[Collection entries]

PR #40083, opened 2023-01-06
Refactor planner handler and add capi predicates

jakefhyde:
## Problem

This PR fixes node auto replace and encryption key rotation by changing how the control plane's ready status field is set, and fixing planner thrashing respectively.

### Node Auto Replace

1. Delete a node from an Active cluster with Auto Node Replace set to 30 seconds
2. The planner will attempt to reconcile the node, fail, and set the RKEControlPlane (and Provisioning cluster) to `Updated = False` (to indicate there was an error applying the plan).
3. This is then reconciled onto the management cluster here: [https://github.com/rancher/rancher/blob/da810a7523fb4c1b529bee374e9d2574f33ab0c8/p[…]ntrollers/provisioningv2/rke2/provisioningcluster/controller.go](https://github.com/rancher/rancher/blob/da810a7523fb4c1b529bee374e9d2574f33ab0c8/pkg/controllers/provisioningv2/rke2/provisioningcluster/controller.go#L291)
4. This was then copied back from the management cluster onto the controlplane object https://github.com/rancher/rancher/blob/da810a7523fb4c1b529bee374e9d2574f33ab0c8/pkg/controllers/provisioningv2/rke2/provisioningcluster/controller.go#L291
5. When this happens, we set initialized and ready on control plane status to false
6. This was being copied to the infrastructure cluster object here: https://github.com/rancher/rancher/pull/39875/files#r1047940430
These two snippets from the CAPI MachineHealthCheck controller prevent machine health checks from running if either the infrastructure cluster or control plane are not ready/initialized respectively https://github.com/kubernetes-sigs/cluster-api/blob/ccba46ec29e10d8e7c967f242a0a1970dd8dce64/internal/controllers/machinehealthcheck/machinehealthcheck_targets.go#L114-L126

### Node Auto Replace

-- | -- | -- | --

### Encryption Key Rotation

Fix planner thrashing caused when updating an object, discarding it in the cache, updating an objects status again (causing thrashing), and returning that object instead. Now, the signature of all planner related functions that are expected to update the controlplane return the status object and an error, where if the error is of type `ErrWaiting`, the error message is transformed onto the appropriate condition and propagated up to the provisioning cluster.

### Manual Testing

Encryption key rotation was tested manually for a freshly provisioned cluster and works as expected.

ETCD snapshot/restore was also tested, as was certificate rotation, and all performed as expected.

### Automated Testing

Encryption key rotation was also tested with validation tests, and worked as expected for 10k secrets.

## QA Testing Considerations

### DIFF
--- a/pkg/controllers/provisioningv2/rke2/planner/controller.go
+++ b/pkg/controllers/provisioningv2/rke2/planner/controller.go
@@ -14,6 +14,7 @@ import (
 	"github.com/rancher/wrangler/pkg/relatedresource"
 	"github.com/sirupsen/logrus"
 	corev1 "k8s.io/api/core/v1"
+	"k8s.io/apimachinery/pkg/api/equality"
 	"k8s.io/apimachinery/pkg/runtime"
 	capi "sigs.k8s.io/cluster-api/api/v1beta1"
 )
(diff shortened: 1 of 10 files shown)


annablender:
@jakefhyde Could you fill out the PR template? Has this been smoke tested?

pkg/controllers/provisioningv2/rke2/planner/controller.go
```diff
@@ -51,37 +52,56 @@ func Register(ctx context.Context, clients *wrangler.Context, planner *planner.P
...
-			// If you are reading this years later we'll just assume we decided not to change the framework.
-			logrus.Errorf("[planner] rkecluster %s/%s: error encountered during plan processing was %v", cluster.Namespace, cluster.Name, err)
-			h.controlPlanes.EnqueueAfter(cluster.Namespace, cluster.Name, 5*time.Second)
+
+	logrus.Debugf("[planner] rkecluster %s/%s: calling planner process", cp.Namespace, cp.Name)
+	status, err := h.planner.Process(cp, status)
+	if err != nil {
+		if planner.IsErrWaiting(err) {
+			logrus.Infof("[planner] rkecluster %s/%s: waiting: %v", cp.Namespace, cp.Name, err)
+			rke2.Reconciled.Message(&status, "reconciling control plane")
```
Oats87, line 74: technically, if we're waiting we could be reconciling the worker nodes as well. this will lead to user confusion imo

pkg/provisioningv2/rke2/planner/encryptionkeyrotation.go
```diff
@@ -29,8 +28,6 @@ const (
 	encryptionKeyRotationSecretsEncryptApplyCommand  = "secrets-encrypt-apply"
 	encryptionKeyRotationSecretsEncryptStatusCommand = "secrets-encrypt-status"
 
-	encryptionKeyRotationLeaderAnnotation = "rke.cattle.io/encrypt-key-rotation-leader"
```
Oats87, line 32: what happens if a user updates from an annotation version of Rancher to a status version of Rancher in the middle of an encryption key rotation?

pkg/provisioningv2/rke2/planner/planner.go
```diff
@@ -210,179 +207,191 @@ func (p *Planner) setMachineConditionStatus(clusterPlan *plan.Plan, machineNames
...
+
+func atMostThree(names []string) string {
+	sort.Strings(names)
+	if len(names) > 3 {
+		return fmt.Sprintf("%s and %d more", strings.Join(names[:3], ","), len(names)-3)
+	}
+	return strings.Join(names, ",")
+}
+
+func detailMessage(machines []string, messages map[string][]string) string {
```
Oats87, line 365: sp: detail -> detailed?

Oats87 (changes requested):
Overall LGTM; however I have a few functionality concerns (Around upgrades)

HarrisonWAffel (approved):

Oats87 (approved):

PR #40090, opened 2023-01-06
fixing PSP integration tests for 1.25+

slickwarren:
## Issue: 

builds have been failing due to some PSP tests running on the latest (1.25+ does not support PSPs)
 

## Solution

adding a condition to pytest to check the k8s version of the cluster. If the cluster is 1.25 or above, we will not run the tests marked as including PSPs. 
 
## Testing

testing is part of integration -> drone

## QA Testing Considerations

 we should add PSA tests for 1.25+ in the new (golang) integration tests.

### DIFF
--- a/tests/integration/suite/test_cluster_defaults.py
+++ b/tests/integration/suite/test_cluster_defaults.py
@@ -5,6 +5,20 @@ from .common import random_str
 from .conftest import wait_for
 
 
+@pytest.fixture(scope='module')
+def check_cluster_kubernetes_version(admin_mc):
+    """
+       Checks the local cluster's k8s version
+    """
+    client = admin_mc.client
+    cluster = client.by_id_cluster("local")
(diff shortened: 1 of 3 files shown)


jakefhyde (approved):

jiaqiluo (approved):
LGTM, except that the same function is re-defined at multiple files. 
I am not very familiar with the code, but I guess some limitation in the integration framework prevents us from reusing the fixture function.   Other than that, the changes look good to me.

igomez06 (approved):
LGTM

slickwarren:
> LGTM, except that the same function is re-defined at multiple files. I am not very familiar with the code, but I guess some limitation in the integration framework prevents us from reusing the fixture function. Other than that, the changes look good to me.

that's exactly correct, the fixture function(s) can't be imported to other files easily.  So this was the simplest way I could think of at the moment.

(EXERCISE) The required response is a complete, exact copy of the records.

(TASK OUTPUT)
PR #40083, opened 2023-01-06
Refactor planner handler and add capi predicates

jakefhyde:
## Problem

This PR fixes node auto replace and encryption key rotation by changing how the control plane's ready status field is set, and fixing planner thrashing respectively.

### Node Auto Replace

1. Delete a node from an Active cluster with Auto Node Replace set to 30 seconds
2. The planner will attempt to reconcile the node, fail, and set the RKEControlPlane (and Provisioning cluster) to `Updated = False` (to indicate there was an error applying the plan).
3. This is then reconciled onto the management cluster here: [https://github.com/rancher/rancher/blob/da810a7523fb4c1b529bee374e9d2574f33ab0c8/p[…]ntrollers/provisioningv2/rke2/provisioningcluster/controller.go](https://github.com/rancher/rancher/blob/da810a7523fb4c1b529bee374e9d2574f33ab0c8/pkg/controllers/provisioningv2/rke2/provisioningcluster/controller.go#L291)
4. This was then copied back from the management cluster onto the controlplane object https://github.com/rancher/rancher/blob/da810a7523fb4c1b529bee374e9d2574f33ab0c8/pkg/controllers/provisioningv2/rke2/provisioningcluster/controller.go#L291
5. When this happens, we set initialized and ready on control plane status to false
6. This was being copied to the infrastructure cluster object here: https://github.com/rancher/rancher/pull/39875/files#r1047940430
These two snippets from the CAPI MachineHealthCheck controller prevent machine health checks from running if either the infrastructure cluster or control plane are not ready/initialized respectively https://github.com/kubernetes-sigs/cluster-api/blob/ccba46ec29e10d8e7c967f242a0a1970dd8dce64/internal/controllers/machinehealthcheck/machinehealthcheck_targets.go#L114-L126

### Node Auto Replace

-- | -- | -- | --

### Encryption Key Rotation

Fix planner thrashing caused when updating an object, discarding it in the cache, updating an objects status again (causing thrashing), and returning that object instead. Now, the signature of all planner related functions that are expected to update the controlplane return the status object and an error, where if the error is of type `ErrWaiting`, the error message is transformed onto the appropriate condition and propagated up to the provisioning cluster.

### Manual Testing

Encryption key rotation was tested manually for a freshly provisioned cluster and works as expected.

ETCD snapshot/restore was also tested, as was certificate rotation, and all performed as expected.

### Automated Testing

Encryption key rotation was also tested with validation tests, and worked as expected for 10k secrets.

## QA Testing Considerations

### DIFF
--- a/pkg/controllers/provisioningv2/rke2/planner/controller.go
+++ b/pkg/controllers/provisioningv2/rke2/planner/controller.go
@@ -14,6 +14,7 @@ import (
 	"github.com/rancher/wrangler/pkg/relatedresource"
 	"github.com/sirupsen/logrus"
 	corev1 "k8s.io/api/core/v1"
+	"k8s.io/apimachinery/pkg/api/equality"
 	"k8s.io/apimachinery/pkg/runtime"
 	capi "sigs.k8s.io/cluster-api/api/v1beta1"
 )
(diff shortened: 1 of 10 files shown)


annablender:
@jakefhyde Could you fill out the PR template? Has this been smoke tested?

pkg/controllers/provisioningv2/rke2/planner/controller.go
```diff
@@ -51,37 +52,56 @@ func Register(ctx context.Context, clients *wrangler.Context, planner *planner.P
...
-			// If you are reading this years later we'll just assume we decided not to change the framework.
-			logrus.Errorf("[planner] rkecluster %s/%s: error encountered during plan processing was %v", cluster.Namespace, cluster.Name, err)
-			h.controlPlanes.EnqueueAfter(cluster.Namespace, cluster.Name, 5*time.Second)
+
+	logrus.Debugf("[planner] rkecluster %s/%s: calling planner process", cp.Namespace, cp.Name)
+	status, err := h.planner.Process(cp, status)
+	if err != nil {
+		if planner.IsErrWaiting(err) {
+			logrus.Infof("[planner] rkecluster %s/%s: waiting: %v", cp.Namespace, cp.Name, err)
+			rke2.Reconciled.Message(&status, "reconciling control plane")
```
Oats87, line 74: technically, if we're waiting we could be reconciling the worker nodes as well. this will lead to user confusion imo

pkg/provisioningv2/rke2/planner/encryptionkeyrotation.go
```diff
@@ -29,8 +28,6 @@ const (
 	encryptionKeyRotationSecretsEncryptApplyCommand  = "secrets-encrypt-apply"
 	encryptionKeyRotationSecretsEncryptStatusCommand = "secrets-encrypt-status"
 
-	encryptionKeyRotationLeaderAnnotation = "rke.cattle.io/encrypt-key-rotation-leader"
```
Oats87, line 32: what happens if a user updates from an annotation version of Rancher to a status version of Rancher in the middle of an encryption key rotation?

pkg/provisioningv2/rke2/planner/planner.go
```diff
@@ -210,179 +207,191 @@ func (p *Planner) setMachineConditionStatus(clusterPlan *plan.Plan, machineNames
...
+
+func atMostThree(names []string) string {
+	sort.Strings(names)
+	if len(names) > 3 {
+		return fmt.Sprintf("%s and %d more", strings.Join(names[:3], ","), len(names)-3)
+	}
+	return strings.Join(names, ",")
+}
+
+func detailMessage(machines []string, messages map[string][]string) string {
```
Oats87, line 365: sp: detail -> detailed?

Oats87 (changes requested):
Overall LGTM; however I have a few functionality concerns (Around upgrades)

HarrisonWAffel (approved):

Oats87 (approved):

PR #40090, opened 2023-01-06
fixing PSP integration tests for 1.25+

slickwarren:
## Issue: 

builds have been failing due to some PSP tests running on the latest (1.25+ does not support PSPs)
 

## Solution

adding a condition to pytest to check the k8s version of the cluster. If the cluster is 1.25 or above, we will not run the tests marked as including PSPs. 
 
## Testing

testing is part of integration -> drone

## QA Testing Considerations

 we should add PSA tests for 1.25+ in the new (golang) integration tests.

### DIFF
--- a/tests/integration/suite/test_cluster_defaults.py
+++ b/tests/integration/suite/test_cluster_defaults.py
@@ -5,6 +5,20 @@ from .common import random_str
 from .conftest import wait_for
 
 
+@pytest.fixture(scope='module')
+def check_cluster_kubernetes_version(admin_mc):
+    """
+       Checks the local cluster's k8s version
+    """
+    client = admin_mc.client
+    cluster = client.by_id_cluster("local")
(diff shortened: 1 of 3 files shown)


jakefhyde (approved):

jiaqiluo (approved):
LGTM, except that the same function is re-defined at multiple files. 
I am not very familiar with the code, but I guess some limitation in the integration framework prevents us from reusing the fixture function.   Other than that, the changes look good to me.

igomez06 (approved):
LGTM

slickwarren:
> LGTM, except that the same function is re-defined at multiple files. I am not very familiar with the code, but I guess some limitation in the integration framework prevents us from reusing the fixture function. Other than that, the changes look good to me.

that's exactly correct, the fixture function(s) can't be imported to other files easily.  So this was the simplest way I could think of at the moment.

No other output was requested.